Data structures
Data structures
Long format, wide format, and the doubling rule.
Two representations of the same dyad
You can always store a dyadic dataset two ways.
Wide format has one row per dyad, with separate columns for each member.
dyad_id wnc_a wnc_p satisfaction_a satisfaction_p has_children
1 2.1 1.8 4.2 4.6 1
2 0.7 0.5 5.1 5.0 0
The suffixes _a and _p are arbitrary labels — “actor” and “partner” — and they refer to the roles assigned to the two columns, not to specific people. For an indistinguishable dyad, the assignment is arbitrary: switching the labels gives you the same dataset, just with a different person labelled as actor.
For a distinguishable dyad, the labels are not arbitrary. You adopt a convention: _a is the husband, _p is the wife; or _a is the parent, _p is the child. Once the convention is chosen, it is fixed.
Long format has one row per person, with a person-id column and a dyad-id column.
dyad_id person_id gender wnc partner_wnc satisfaction has_children
1 1 male 2.1 1.8 4.2 1
1 2 female 1.8 2.1 4.6 1
2 1 male 0.7 0.5 5.1 0
2 2 female 0.5 0.7 5.0 0
Long format is the natural format for multilevel models, because multilevel models treat persons as nested in dyads. Wide format is the natural format for structural equation models with lavaan, because lavaan syntax writes one regression per row of data.
The doubling rule
A wide-format dataset of \(N\) dyads has \(N\) rows. A long-format dataset of the same \(N\) dyads has \(2N\) rows — one for each member. The two are the same dataset; the only difference is the storage layout. You can always convert between them with a double-and-stack (long → wide) or a pivot-and-average (wide → long) operation.
dplyr
The simulate_exercise_data.R script in the exercises shows the standard pattern for going from long to wide with tidyr::pivot_wider() and from wide to long with tidyr::pivot_longer().
When to use which
| Use | Format | Why |
|---|---|---|
Multilevel models (lme4::lmer) |
long | Multilevel models are written in long format. |
SEM in lavaan |
wide | One row per dyad; each column is a variable in the model. |
SEM in lavaan with moderation |
long | Manual interaction columns are easier in long format. |
Cluster-robust standard errors in lavaan |
long | lavaan accepts a cluster argument and treats long-format data correctly. |
| Aggregation (e.g. computing ICC) | both | Easier in long format. |
The indistinguishable MLM tutorial uses the long format. The SEM wide tutorial for indistinguishable dyads uses the wide format. The distinguishable SEM wide tutorial also uses wide format. The SEM with moderation tutorial switches to long format to make the gender interaction easier to write.

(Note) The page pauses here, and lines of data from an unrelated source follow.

PR #395, opened 2022-10-02
Fix relative redirection on https

### LINKED ISSUE #393: http: relative redirection fails for https scheme
Given than the [`Location`](https://developer.mozilla.org/en-US/docs/Web/HTTP/Headers/Location) header can refer to relative url, the following code prevent relative https redirection

https://github.com/lunarmodules/luasocket/blob/26b524e1d7b9a00045882d3c0f25486485b1d6a8/src/http.lua#L298-L306

`scheme` is `nil` on relative url, I suggest to either use reqt as `default` parameter to `url.parse` (maybe side-effect to dig into first), or skip the downgrade test in this case, since the scheme is preserved by `tredirect` code anyway.

https://github.com/lunarmodules/luasocket/blob/26b524e1d7b9a00045882d3c0f25486485b1d6a8/src/http.lua#L325-L328

nheir:
Location header can now be relative: https://httpwg.org/specs/rfc9110.html#field.location

Fix #393

### DIFF
--- a/src/http.lua
+++ b/src/http.lua
@@ -300,6 +300,8 @@ local function shouldredirect(reqt, code, headers)
     if not location then return false end
     location = string.gsub(location, "%s", "")
     if location == "" then return false end
+    -- the RFC says the redirect URL may be relative
+    location = url.absolute(reqt.url, location)
     local scheme = url.parse(location).scheme
     if scheme and (not SCHEMES[scheme]) then return false end
     -- avoid https downgrades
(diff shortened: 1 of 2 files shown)


alerque (approved):

alerque (approved):
Thanks for taking the time to research and make this contribution.

MikuAuahDark:
Wouldn't this break the tests since it requires LuaSec (LuaSocket doesn't support HTTPS)?

alerque:
It did not. If it *should have* broken a test which test exactly do you think should have failed?

MikuAuahDark:
Exactly this HTTP redirection test. Isn't LuaSocket lacked support for HTTPS?

nheir:
indeed the `httptest.lua` test will fail if `luasec` is not installed (raising on the assertion from `http.lua`)

current `httptest.lua` is also making additional hypotheses about having a `luasocket-cgi` runing on `localhost:3128` serving the `cgi` folder tho

both assume the test environment to be a bit specific and test socket and http code at the same time.
in order to provide a reliable test without dependence to a third party, `httptest.lua` could use a ad-hoc fake socket that match luasocket api 
see [cpython/Lib/test/test_httplib.py](https://github.com/python/cpython/blob/main/Lib/test/test_httplib.py) as example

A third option: the two-intercept model
For distinguishable dyads, the two-intercept tutorial shows a third approach: fit a single multilevel model with two intercepts (one per role) and constrained equal slopes. This is a special case of the long-format MLM that is useful when you want to report the absolute mean of each role, not the contrast with a reference group.

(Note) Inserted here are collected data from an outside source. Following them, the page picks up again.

PR #418, opened 2023-11-08
Fix empty path parsing

### LINKED ISSUE #417: url.parse() doesn't correctly handle URL with no path component.
Here we have a URL with a port component (`:8071`) and a query string component (`?token=xxx&type=http-bulk`) but with the path component left out:

```lua
local url = require "socket.url"

local parsed = url.parse("https://listener-eu.logz.io:8071?token=xxx&type=http-bulk")

print(require("inspect")(parsed))
```

Result:

```lua
{
  authority = "listener-eu.logz.io:8071?token=xxx&type=http-bulk",
  host = "listener-eu.logz.io",
  port = "8071?token=xxx&type=http-bulk",
  scheme = "https"
}
```

I feel like one of the following must be true (probably need to read through an RFC to know for sure):

* This is a valid URL, but it's not parsed correctly
* This is not a valid URL for $reasons (path is required when query string is used or... something), and it should be rejected with an error

---

ref: https://github.com/Kong/kong/issues/11931

alerque:
Fixes #417.

How does this fix look? Simplistic but *more valid* than the current parsing I think.

### DIFF
--- a/src/url.lua
+++ b/src/url.lua
@@ -152,7 +152,7 @@ function _M.parse(url, default)
     url = string.gsub(url, "^([%w][%w%+%-%.]*)%:",
         function(s) parsed.scheme = s; return "" end)
     -- get authority
-    url = string.gsub(url, "^//([^/%?]*)", function(n)
+    url = string.gsub(url, "^//([^/%?#]*)", function(n)
         parsed.authority = n
         return ""
     end)
--- a/src/url.lua
+++ b/src/url.lua
@@ -152,7 +152,7 @@ function _M.parse(url, default)
     url = string.gsub(url, "^([%w][%w%+%-%.]*)%:",
         function(s) parsed.scheme = s; return "" end)
     -- get authority
-    url = string.gsub(url, "^//([^/]*)", function(n)
+    url = string.gsub(url, "^//([^/%?]*)", function(n)
         parsed.authority = n
         return ""
     end)


catwell:
It does look more correct but I am unsure what to do with the path. If I am not mistaken here the end result is that the path will be nil because of [this](https://github.com/lunarmodules/luasocket/pull/418/files#diff-e9df027ada3350cefac0a112fc2fcd600c37f6abc1e7fbb3557b18c77983b534R175). Is this what we want? Alternatives may be either `"/"` or an empty string I guess.

alerque:
Yes, the path will be `nil`, but at least the query string will have the right value now and socket will be valid too. Given that path already returns nil in other cases if not set (i.e. empty per spec) that didn't seem like something I wanted to mess with. It might be more valid per spec to return an empty string, but that also might be a breaking change here! Ouch.

I didn't check if the fragment has the same issue, but I can do that.

alerque:
Yes, the same issue applied to fragments and I just fixed it the same way. I'm still hesitant to make path an empty string since I don't know what downstream usage might look like right now. Perhaps somebody is testing if a path exists by evaluating the path attribute for truthyness.

daurnimator (approved):

catwell:
@alerque I agree re. keeping the path `nil`.

I still think we should delete [the code parsing path parameters](https://github.com/lunarmodules/luasocket/pull/418/files#diff-e9df027ada3350cefac0a112fc2fcd600c37f6abc1e7fbb3557b18c77983b534R169-R173). This style of path parameters comes from [long deprecated RFC 1808](https://datatracker.ietf.org/doc/html/rfc1808#section-2.4.5) and is not used in modern HTTP, semicolons are a normal character (and here it may also cause issues with path parsing).

Tieske:
imho for all elements, path, fragment, etc, this test must hold;
```lua
assert(uri == url.build(url.parse(uri)))
```
Exceptions;
- path normalization
- escape/unescape differences

So for `path` being `nil` or `""`, both could work. But for `fragment` it should return a string, even an empty one, if `#` is present, as I don't think there is any other way to convey the fragment identifier `#` was present in the first place.

alerque:
@Tieske That's the way it works right now and we're not changing that, an empty string `""` is returned if the fragment marker is included even if no fragment is present.

@catwell I agree, but I think that should be in a separate PR as it is a much more involved fix & possibly breaking change. I'll get the party started with one after this merge and we can talk about the details there. It's part of the builder and other logic too.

How the simulated datasets on this site are laid out
The dyad_data.RData file contains:
ddl— long format, 200 rows, 10 columns.ddw— wide format, 100 rows, 10 columns.
The exercise_data.RData file contains:
ddl2— long format, 500 rows, 15 columns.ddw2— wide format, 250 rows, 16 columns.
Both datasets are documented in the Data section.
References
- Kenny, D. A., Kashy, D. A., & Cook, W. L. (2006). Dyadic data analysis. Guilford Press. (Chapter 3 on data layouts.)
- Ackerman, R. A., Donnellan, M. B., & Kashy, D. A. (2011). Working with dyadic data: An introduction. In L. M. Horowitz & S. N. Strack (Eds.), Handbook of interpersonal psychology (pp. 547–558). Wiley.